### WORK REQUIRED
Please repeat only the stretch of records running from the first line through the line that contains "This PR follows the change of PR #2064.".

### DATASET CONTENT
★ ★ ★
PR #2064, opened 2020-12-13
Add set_Lagrangian in Wavefunction

lcyyork:
## Description
Add set_Lagrangian in Wavefunction. Also expose `C_DGEQP3` function. 

## Checklist
- [x] [All or relevant fraction of full tests run](http://psicode.org/psi4manual/master/build_planning.html#how-to-run-a-subset-of-tests) `ctest -L quick` all passed.

## Status
- [x] Ready for review
- [x] Ready for merge

PR #2066, opened 2020-12-16
Mark Lagrangian and X as deprecated

lcyyork:
## Description
This PR follows the change of PR #2064.

To avoid compilation errors for any downstream packages, `Lagrangian()` and `X()` in the `Wavefunction` class have been marked deprecated instead of removing them.

Future code should use lowercase `lagrangian()` and `set_lagrangian()` to obtain and set the orbital Lagrangian matrix (both C++ and Python), respectively.

## Checklist

## Status
- [x] Ready for review
- [x] Ready for merge

### DIFF
--- a/psi4/driver/p4util/python_helpers.py
+++ b/psi4/driver/p4util/python_helpers.py
@@ -752,7 +752,7 @@ def _multipole_plumper(compressed, order):
     -------
     complete : ndarray
         Multipole array, order-dimensional Cartesian array expanded to complete components.
-        
+
     """
     shape = tuple([3] * order)
     complete = np.zeros(shape)
@@ -987,6 +987,17 @@ def _core_wavefunction_set_frequencies(cls, val):
 core.Wavefunction.frequencies = _core_wavefunction_frequencies
 core.Wavefunction.legacy_frequencies = _core_wavefunction_legacy_frequencies
 core.Wavefunction.set_frequencies = _core_wavefunction_set_frequencies
+
+
+def _core_wavefunction_X(cls):
+    warnings.warn(
+        "Using `psi4.core.Wavefunction.X` instead of `psi4.core.Wavefunction.lagrangian` is deprecated, and in 1.4 it will stop working\n",
+        category=FutureWarning,
+        stacklevel=2)
+    return cls.lagrangian()
+
+
+core.Wavefunction.X = _core_wavefunction_X
 
 ## Psi4 v1.3 Export Deprecations
 
--- a/psi4/driver/p4util/python_helpers.py
+++ b/psi4/driver/p4util/python_helpers.py
@@ -997,16 +997,7 @@ def _core_wavefunction_X(cls):
     return cls.lagrangian()
 
 
-def _core_wavefunction_Lagrangian(cls):
-    warnings.warn(
-        "Using `psi4.core.Wavefunction.Lagrangian` instead of `psi4.core.Wavefunction.lagrangian` is deprecated, and in 1.5 it will stop working\n",
-        category=FutureWarning,
-        stacklevel=2)
-    return cls.lagrangian()
-
-
 core.Wavefunction.X = _core_wavefunction_X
★ ★ ★
### YOUR RESPONSE
PR #2064, opened 2020-12-13
Add set_Lagrangian in Wavefunction

lcyyork:
## Description
Add set_Lagrangian in Wavefunction. Also expose `C_DGEQP3` function. 

## Checklist
- [x] [All or relevant fraction of full tests run](http://psicode.org/psi4manual/master/build_planning.html#how-to-run-a-subset-of-tests) `ctest -L quick` all passed.

## Status
- [x] Ready for review
- [x] Ready for merge

PR #2066, opened 2020-12-16
Mark Lagrangian and X as deprecated

lcyyork:
## Description
This PR follows the change of PR #2064.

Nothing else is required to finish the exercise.